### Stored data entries
PR #2058, opened 2026-09-01
feat: support refreshable workload-identity credentials in BulkWriter

alohaha22:
## Problem

`RemoteBulkWriter` hands static one-shot credentials to the storage client at construction time:

- **AWS**: a session triple minted once via STS `AssumeRoleWithWebIdentity` with a fixed `DurationSeconds`. If the requested duration exceeds the role's `MaxSessionDuration` (AWS default 3600s), STS rejects the call outright; if the job outlives the session, all subsequent S3 writes fail with expired credentials.
- **GCP**: an OAuth2 access token fetched once from the metadata server (fixed 1h lifetime), sent as a static `Bearer` header. Jobs longer than 1 hour fail mid-write.
- **Azure**: already fine (`DefaultAzureCredential` refreshes itself).

Any long-running bulk write (e.g. large vector migrations) hits one of these two failure modes, and there is no duration value that works for both short-lived roles and long-running jobs.

## Solution

Let the storage client refresh credentials instead of freezing them:

- `S3ConnectParam` gains an optional `credentialsProvider` (minio `io.minio.credentials.Provider`) channel. When set, it takes precedence over the static accessKey/secretKey/sessionToken.
- **AWS**: callers pass minio's `WebIdentityProvider` (reads `AWS_ROLE_ARN`/`AWS_WEB_IDENTITY_TOKEN_FILE`, omits `DurationSeconds` so the role default applies, and re-assumes the role before each session expires).
- **GCP**: new `GcpMetadataServerCredentialsProvider` fetches tokens from the GCE metadata server, caches them per `expires_in`, and refetches before expiry. The bearer token rides in `Credentials.sessionToken()`, matching the existing convention of the GCP static-token path.
- The GCP bearer interceptor now calls the provider per request instead of stamping one frozen token.

## Compatibility

- Fully additive: when no provider is set, behavior is byte-for-byte identical to before (static ak/sk/sessionToken via `StaticProvider`, static bearer token for GCP).
- The existing 7-arg `getStorageClient` signature is preserved and now delegates to the new `S3ConnectParam`-based factory.
- Works with any S3-compatible storage; no changes to Tencent COS / Alibaba OSS / MinIO paths.

## Testing

- `GcpMetadataServerCredentialsProviderTest`: token fetch, caching while valid, refetch near expiry, fail-fast on metadata server errors (local stub HTTP server).
- `MinioStorageClientTest`: static keys, external provider, GCP bearer header sourced from the provider's session token, GCP static token fallback.
- Full `sdk-bulkwriter` suite: 60/60 passing.

### DIFF
--- a/sdk-bulkwriter/src/main/java/io/milvus/bulkwriter/connect/GcpMetadataServerCredentialsProvider.java
+++ b/sdk-bulkwriter/src/main/java/io/milvus/bulkwriter/connect/GcpMetadataServerCredentialsProvider.java
@@ -1,0 +1,136 @@
+/*
+ * Licensed to the Apache Software Foundation (ASF) under one
+ * or more contributor license agreements.  See the NOTICE file
+ * distributed with this work for additional information
+ * regarding copyright ownership.  The ASF licenses this file
+ * to you under the Apache License, Version 2.0 (the
+ * "License"); you may not use this file except in compliance
+ * with the License.  You may obtain a copy of the License at
+ *
+ *   http://www.apache.org/licenses/LICENSE-2.0
+ *
+ * Unless required by applicable law or agreed to in writing,
+ * software distributed under the License is distributed on an
+ * "AS IS" BASIS, WITHOUT WARRANTIES OR CONDITIONS OF ANY
+ * KIND, either express or implied.  See the License for the
+ * specific language governing permissions and limitations
+ * under the License.
+ */
+
+package io.milvus.bulkwriter.connect;
+
+import com.google.gson.JsonObject;
+import com.google.gson.JsonParser;
+import io.minio.credentials.Credentials;
+import io.minio.credentials.Provider;
+import io.minio.messages.ResponseDate;
+import okhttp3.OkHttpClient;
+import okhttp3.Request;
+import okhttp3.Response;
+
+import java.io.IOException;
+import java.time.ZonedDateTime;
+import java.util.concurrent.TimeUnit;
+
+/**
+ * A minio {@link Provider} that fetches OAuth2 access tokens from the GCE metadata
+ * server, for workloads running on GCP with a service-account-attached identity (GKE
+ * workload identity, GCE service account).
+ *
+ * <p>The GCS XML API authenticates with an {@code Authorization: Bearer} header instead
+ * of request signing, so the access token is carried in {@link Credentials#sessionToken()}
+ * (matching the established convention of passing the GCS bearer token as the session
+ * token); accessKey/secretKey hold a sentinel value and are never used.</p>
+ *
+ * <p>Tokens are cached and refetched shortly before the server-reported expiry, so a
+ * long-running writer never sends an expired token. If a refetch fails while the cached
+ * token is still valid, the cached token is served until it truly expires; the cached
+ * fast path is lock-free, since {@code fetch()} is invoked per storage request.</p>
+ */
+public class GcpMetadataServerCredentialsProvider implements Provider {
+    private static final String TOKEN_URL =
+            "http://metadata.google.internal/computeMetadata/v1/instance/service-accounts/default/token";
+    // refetch this far ahead of the server-reported expiry to absorb clock skew and
+    // in-flight requests
+    private static final long REFRESH_MARGIN_MS = 60_000;
+    // minio Credentials rejects empty accessKey/secretKey; the bearer path never reads
+    // them, so a self-describing sentinel fills the slots
+    private static final String BEARER_ONLY = "gcp-bearer-only";
+
+    private final String tokenUrl;
+    private final OkHttpClient httpClient;
+
+    private volatile Credentials cachedCredentials;
+    private volatile long expiresAtMillis;
+
+    public GcpMetadataServerCredentialsProvider() {
+        this(TOKEN_URL, new OkHttpClient.Builder()
+                .connectTimeout(5, TimeUnit.SECONDS)
+                .readTimeout(10, TimeUnit.SECONDS)
+                .build());
+    }
+
+    // visible for testing
+    GcpMetadataServerCredentialsProvider(String tokenUrl, OkHttpClient httpClient) {
+        this.tokenUrl = tokenUrl;
+        this.httpClient = httpClient;
+    }
+
+    @Override
+    public Credentials fetch() {
+        if (cachedCredentials != null && System.currentTimeMillis() < expiresAtMillis - REFRESH_MARGIN_MS) {
+            return cachedCredentials;
+        }
+        synchronized (this) {
+            long now = System.currentTimeMillis();
+            if (cachedCredentials != null && now < expiresAtMillis - REFRESH_MARGIN_MS) {
+                return cachedCredentials;
+            }
+            try {
+                return fetchToken();
+            } catch (IllegalStateException e) {
+                if (cachedCredentials != null && now < expiresAtMillis) {
+                    // the cached token is still valid; serve it while the metadata
+                    // server is unreachable instead of failing in-flight uploads
+                    return cachedCredentials;
+                }
+                throw e;
+            }
+        }
+    }
+
+    private Credentials fetchToken() {
+        Request request = new Request.Builder()
+                .url(tokenUrl)
+                .header("Metadata-Flavor", "Google")
+                .get()
+                .build();
+        String body;
+        try (Response response = httpClient.newCall(request).execute()) {
+            if (!response.isSuccessful() || response.body() == null) {
+                throw tokenFetchFailure("http " + response.code(), null);
+            }
+            body = response.body().string();
+        } catch (IOException e) {
+            throw tokenFetchFailure(e.getMessage(), e);
+        }
+        try {
+            JsonObject json = JsonParser.parseString(body).getAsJsonObject();
+            String token = json.get("access_token").getAsString();
+            long expiresInSeconds = json.get("expires_in").getAsLong();
+            cachedCredentials = new Credentials(BEARER_ONLY, BEARER_ONLY, token,
+                    new ResponseDate(ZonedDateTime.now().plusSeconds(expiresInSeconds)));
+            expiresAtMillis = System.currentTimeMillis() + expiresInSeconds * 1000;
+            return cachedCredentials;
+        } catch (RuntimeException e) {
+            // malformed JSON or missing access_token/expires_in fields
+            throw tokenFetchFailure("unparseable token response: " + e.getMessage(), e);
+        }
+    }
+
+    private static IllegalStateException tokenFetchFailure(String detail, Throwable cause) {
+        String message = "failed to fetch GCP access token from metadata server, " + detail
+                + "; no GCP service account identity is available in this environment";
+        return cause == null ? new IllegalStateException(message) : new IllegalStateException(message, cause);
+    }
+}
--- a/sdk-bulkwriter/src/main/java/io/milvus/bulkwriter/connect/S3ConnectParam.java
+++ b/sdk-bulkwriter/src/main/java/io/milvus/bulkwriter/connect/S3ConnectParam.java
@@ -21,7 +21,9 @@ package io.milvus.bulkwriter.connect;
 
 import io.milvus.exception.ParamException;
 import io.milvus.param.ParamUtils;
+import io.minio.credentials.Provider;
 import okhttp3.OkHttpClient;
+import org.apache.commons.lang3.StringUtils;
 import org.jetbrains.annotations.NotNull;
 
 /**
@@ -36,6 +38,7 @@ public class S3ConnectParam extends StorageConnectParam {
     private final String region;
     private final OkHttpClient httpClient;
     private final String cloudName;
+    private final Provider credentialsProvider;
 
     private S3ConnectParam(@NotNull Builder builder) {
         this.bucketName = builder.bucketName;
@@ -46,6 +49,7 @@ public class S3ConnectParam extends StorageConnectParam {
         this.region = builder.region;
         this.httpClient = builder.httpClient;
         this.cloudName = builder.cloudName;
+        this.credentialsProvider = builder.credentialsProvider;
     }
 
     public String getBucketName() {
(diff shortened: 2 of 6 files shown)


alohaha22:
Thanks for the thorough review — all points addressed in the updated commit:

**7-arg overload regression (critical)**: Confirmed — routing through `S3ConnectParam.build()` made every call fail on the `bucketName` check, breaking `VolumeFileManager.createStorageClient()`. Fixed by extracting the shared logic into a private `newStorageClient(...)` (taking an explicit `credentialsProvider` param); both public overloads delegate to it, and the 7-arg overload no longer goes through `build()` validation. Added `sevenArgOverloadSignsWithStaticKeys` and `sevenArgOverloadGcpStaticTokenSendsBearerHeader` regression tests that would have caught this.

**Mutual exclusivity**: Now enforced in `S3ConnectParam.build()` — setting `credentialsProvider` together with any of accessKey/secretKey/sessionToken throws `ParamException` (covered by `credentialsProviderRejectsStaticKeys`).

**GCP provider exception handling**: JSON parse failures (`JsonSyntaxException`) and missing `access_token`/`expires_in` fields are now wrapped in the same fail-fast `IllegalStateException` with the service-account hint (covered by `failsFastWhenResponseIsNotJson` / `failsFastWhenTokenFieldMissing`).

**Import order**: Fixed (`java.util.concurrent.*` before `java.util.function.Supplier`).

**Per-request fetch note**: Documented in the `getStorageClient(S3ConnectParam)` and `withCredentialsProvider` javadoc that for GCP the provider's `fetch()` is invoked per HTTP request and must cache internally per the minio Provider contract.

**Weak assertions**: `buildsClientWithStaticKeys` / `buildsClientWithExternalCredentialsProvider` now drive a real request against a stub HTTP server and assert the AWS4-HMAC-SHA256 Authorization header carries the expected access key, verifying which provider actually signed.

Full sdk-bulkwriter suite: 65/65 green.

alohaha22:
Small structural follow-up on the fix above: instead of a private helper, the shared logic now lives in a new public 8-arg `getStorageClient(..., OkHttpClient, Provider)` overload — the original 7-arg overload simply delegates with a `null` provider, so its existing signature/semantics stay byte-for-byte intact for current callers like `VolumeFileManager`. Tests re-run: 65/65 green.

alohaha22:
Three nits addressed:

1. The 8-arg `getStorageClient` overload is now `private` — it's purely internal delegation, the public surface stays at the `S3ConnectParam` overload + the original 7-arg overload.
2. `requestCount` removed from `MinioStorageClientTest` (the `authorizationHeader` assertions already prove a request happened).
3. Mutual-exclusion check now uses blank semantics (`isNotBlank`), consistent with `CheckNullEmptyString`.

Tests still 65/65 green.

alohaha22:
Good catch on the Java 8 target — replaced `String.isBlank()` (Java 11+) with commons-lang3 `StringUtils.isNotBlank`, which the module already depends on. Also trimmed the javadoc on the private 8-arg overload down to a short comment. Tests still 65/65 green.

sdk-bulkwriter/src/main/java/io/milvus/bulkwriter/connect/S3ConnectParam.java
```diff
@@ -179,8 +207,17 @@ public Builder withHttpClient(@NotNull OkHttpClient httpClient) {
...
+                    || isNotBlank(sessionToken))) {
+                throw new ParamException("credentialsProvider is mutually exclusive with the static"
+                        + " accessKey/secretKey/sessionToken fields");
+            }
 
             return new S3ConnectParam(this);
         }
+
+        private static boolean isNotBlank(String value) {
+            return value != null && !value.isBlank();
```
yhmo: sdk-bulkwriter/src/main/java/io/milvus/bulkwriter/connect/S3ConnectParam.java line:220
Medium ---- String.isBlank() is a Java 11 API, but this project targets Java 8 (pom.xml maven.compiler.source/target=8, README "Java 8 or higher"). CI compiles on JDK 11 with -source 8 -target 8 and no --release, so this passes CI yet emits bytecode that calls String.isBlank(), which does not exist on a Java 8 runtime -> NoSuchMethodError the first time this new mutual-exclusivity check runs for a Java 8 user. The codebase already uses commons-lang3 StringUtils (ParamUtils.CheckNullEmptyString, MinioStorageClient), so StringUtils.isNotBlank(...) is the consistent, Java 8-safe fix and would let you drop this private helper.

sdk-bulkwriter/src/main/java/io/milvus/bulkwriter/storage/client/MinioStorageClient.java
```diff
@@ -134,11 +194,18 @@ public static MinioStorageClient getStorageClient(String cloudName,
...
+        }
+        return () -> sessionToken;
+    }
+
+    private static OkHttpClient buildAuthorizedClient(OkHttpClient httpClient, Supplier<String> tokenSupplier) {
         Interceptor authInterceptor = chain -> {
             Request original = chain.request();
             Request requestWithAuth = original.newBuilder()
-                    .header("Authorization", "Bearer " + sessionToken)
+                    .header("Authorization", "Bearer " + tokenSupplier.get())
```
yhmo, line 197: sdk-bulkwriter/src/main/java/io/milvus/bulkwriter/storage/client/MinioStorageClient.java line:208
Low ---- `gcpBearerTokenSource` returns `credentialsProvider.fetch().sessionToken()` and this interceptor builds `"Authorization: Bearer " + tokenSupplier.get()`. `withCredentialsProvider` accepts any minio `Provider`, and a user-supplied provider that returns a null/empty sessionToken (or throws) would silently emit `Bearer null` and fail auth with no diagnostic. Consider guarding for a null/empty token and throwing a clear error so a misconfigured provider fails loudly instead of producing an opaque 403 from the storage endpoint.

sdk-bulkwriter/src/main/java/io/milvus/bulkwriter/connect/GcpMetadataServerCredentialsProvider.java
```diff
@@ -0,0 +1,119 @@
...
+
+    // visible for testing
+    GcpMetadataServerCredentialsProvider(String tokenUrl, OkHttpClient httpClient) {
+        this.tokenUrl = tokenUrl;
+        this.httpClient = httpClient;
+    }
+
+    @Override
+    public synchronized Credentials fetch() {
+        if (cachedCredentials != null && System.currentTimeMillis() < expiresAtMillis - REFRESH_MARGIN_MS) {
```
yhmo, line 81: sdk-bulkwriter/src/main/java/io/milvus/bulkwriter/connect/GcpMetadataServerCredentialsProvider.java line:79
Low ---- When the cached token is inside the 60s refresh margin but not yet expired, a transient metadata-server failure makes every fetch() throw; because the GCP bearer interceptor calls fetch() per storage request, in-flight uploads fail even though the still-valid cached token could serve them for up to REFRESH_MARGIN_MS. For the long-running writer this PR targets, consider returning the cached token on refetch failure and only failing once it is truly expired. The current fail-fast behavior is documented and tested, so treat this as a resilience suggestion rather than a bug.

alohaha22:
Latest round of review comments addressed:

**GCP bearer token guard (yhmo)**: `gcpBearerTokenSource` now throws a clear `IllegalStateException` when the provider returns a null/empty sessionToken, instead of silently emitting `Bearer null` and failing with an opaque 403 (`gcpProviderWithoutSessionTokenFailsLoudly` test).

**Resilience on refetch failure (yhmo)**: `fetch()` now serves the cached token when a refetch fails but the token is still valid (i.e. inside the refresh margin but not yet expired), and only fails once the token has truly expired — in-flight uploads no longer break on a transient metadata-server error (`servesCachedTokenWhenRefetchFailsButTokenStillValid` / `failsWhenTokenExpiredAndRefetchFails` tests).

**Lock-free fast path (Copilot)**: cache fields are `volatile` with double-checked refresh, so the common cached case no longer contends on the monitor even though `fetch()` is invoked per storage request.

**Environment-agnostic message (Copilot)**: the failure hint no longer hard-codes "writer pod" — now reads "no GCP service account identity is available in this environment".

Also added coverage for the mutual-exclusion branches (secretKey/sessionToken-only conflicts) and the provided-httpClient path. Suite: 69/69 green.

sdk-bulkwriter/src/main/java/io/milvus/bulkwriter/connect/S3ConnectParam.java
yhmo: The issue is confirmed fixed. Resolving this conversation.

sdk-bulkwriter/src/main/java/io/milvus/bulkwriter/storage/client/MinioStorageClient.java
yhmo: The issue is confirmed fixed. Resolving this conversation.

sdk-bulkwriter/src/main/java/io/milvus/bulkwriter/connect/GcpMetadataServerCredentialsProvider.java
yhmo: The issue is confirmed fixed. Resolving this conversation.

sdk-bulkwriter/src/main/java/io/milvus/bulkwriter/connect/GcpMetadataServerCredentialsProvider.java
```diff
@@ -0,0 +1,119 @@
...
+            return cachedCredentials;
+        }
+        return fetchToken();
+    }
```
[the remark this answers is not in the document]
yhmo: The issue is confirmed fixed. Resolving this conversation.

sdk-bulkwriter/src/main/java/io/milvus/bulkwriter/connect/GcpMetadataServerCredentialsProvider.java
```diff
@@ -0,0 +1,119 @@
...
+            // malformed JSON or missing access_token/expires_in fields
+            throw tokenFetchFailure("unparseable token response: " + e.getMessage(), e);
+        }
+    }
+
+    private static IllegalStateException tokenFetchFailure(String detail, Throwable cause) {
+        String message = "failed to fetch GCP access token from metadata server, " + detail
+                + "; the writer pod is not running with a GCP service account identity";
+        return cause == null ? new IllegalStateException(message) : new IllegalStateException(message, cause);
+    }
```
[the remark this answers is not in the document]
yhmo: The issue is confirmed fixed. Resolving this conversation.

yhmo:
Thank you! I will release a new version later (hopefully this Friday).
/lgtm
/approve

sdk-bulkwriter/src/main/java/io/milvus/bulkwriter/connect/GcpMetadataServerCredentialsProvider.java
```diff
@@ -0,0 +1,136 @@
...
+        this.tokenUrl = tokenUrl;
+        this.httpClient = httpClient;
+    }
+
+    @Override
+    public Credentials fetch() {
+        if (cachedCredentials != null && System.currentTimeMillis() < expiresAtMillis - REFRESH_MARGIN_MS) {
+            return cachedCredentials;
+        }
+        synchronized (this) {
```
yhmo, line 84: sdk-bulkwriter/src/main/java/io/milvus/bulkwriter/connect/GcpMetadataServerCredentialsProvider.java line:84
Medium ---- The refresh path still holds the monitor across the blocking fetchToken() network call (up to the 10s read timeout), and a failed refetch adds no backoff/cooldown. When the metadata server is briefly unreachable inside the refresh margin, every concurrent storage request (the GCP interceptor calls fetch() per request) serializes on this lock and each re-attempts a full network fetch before the still-valid cached token is served - turning a short metadata blip into a thundering herd of serialized, timeout-length stalls on the exact long-running-writer path this PR targets. The lock-free fast path is good; consider doing the network fetch outside the monitor (e.g. single-flight refresh with a separate lock) or adding a short failure cooldown so concurrent callers reuse the cached token instead of all retrying.

sdk-bulkwriter/src/main/java/io/milvus/bulkwriter/connect/GcpMetadataServerCredentialsProvider.java
```diff
@@ -0,0 +1,136 @@
...
+            long now = System.currentTimeMillis();
+            if (cachedCredentials != null && now < expiresAtMillis - REFRESH_MARGIN_MS) {
+                return cachedCredentials;
+            }
+            try {
+                return fetchToken();
+            } catch (IllegalStateException e) {
+                if (cachedCredentials != null && now < expiresAtMillis) {
```
yhmo, line 92: sdk-bulkwriter/src/main/java/io/milvus/bulkwriter/connect/GcpMetadataServerCredentialsProvider.java line:92
Low ---- The fallback checks the cached token against `now`, which was captured before the blocking fetchToken() call (line 85). If the refetch fails slowly (up to the 10s read timeout) and the cached token was already within a few seconds of expiry, by the time this catch block runs the token may have actually expired, yet the stale `now` still satisfies `now < expiresAtMillis`, so an already-expired token is served to in-flight uploads. Consider re-reading `System.currentTimeMillis()` after the failed fetch before deciding whether to serve the cached token.

sdk-bulkwriter/src/main/java/io/milvus/bulkwriter/connect/GcpMetadataServerCredentialsProvider.java
```diff
@@ -0,0 +1,136 @@
...
+    private static final String BEARER_ONLY = "gcp-bearer-only";
+
+    private final String tokenUrl;
+    private final OkHttpClient httpClient;
+
+    private volatile Credentials cachedCredentials;
+    private volatile long expiresAtMillis;
+
+    public GcpMetadataServerCredentialsProvider() {
+        this(TOKEN_URL, new OkHttpClient.Builder()
```
yhmo, line 67: sdk-bulkwriter/src/main/java/io/milvus/bulkwriter/connect/GcpMetadataServerCredentialsProvider.java line:67
Low ---- Each provider instance creates its own OkHttpClient here, but the provider exposes no close()/shutdown and MinioStorageClient.close() only closes the minio httpClient, not this internal one. If callers create a provider per writer (or per test), the metadata client threads and connection pool are never released. Consider reusing a caller-supplied/shared OkHttpClient (S3ConnectParam already supports withHttpClient) or wiring a close() through the storage-client lifecycle.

### WHAT IS REQUIRED
Using the entries above, state the number of lines that include "matching". Add nothing else.

### ANSWER TO THE PROBLEM
2